--- Data to examine ---

PR #7962, opened 2025-04-04
Bump the version of installer downloader to 0.2.0

faern:
This is for internal testing and dogfooding. First version pointing to and using production keys and infrastructure. The intention is to bump the version to `1.0.0` before we release to actual users. But we'll evaluate that after seeing how well this version works.

Is everything ready for building a "release" or other stuff we need to merge first?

---

● **Assigned task**:
Look through the entries above. Extract each line with the word "release".

● **Solution**:
This is for internal testing and dogfooding. First version pointing to and using production keys and infrastructure. The intention is to bump the version to `1.0.0` before we release to actual users. But we'll evaluate that after seeing how well this version works.
Is everything ready for building a "release" or other stuff we need to merge first?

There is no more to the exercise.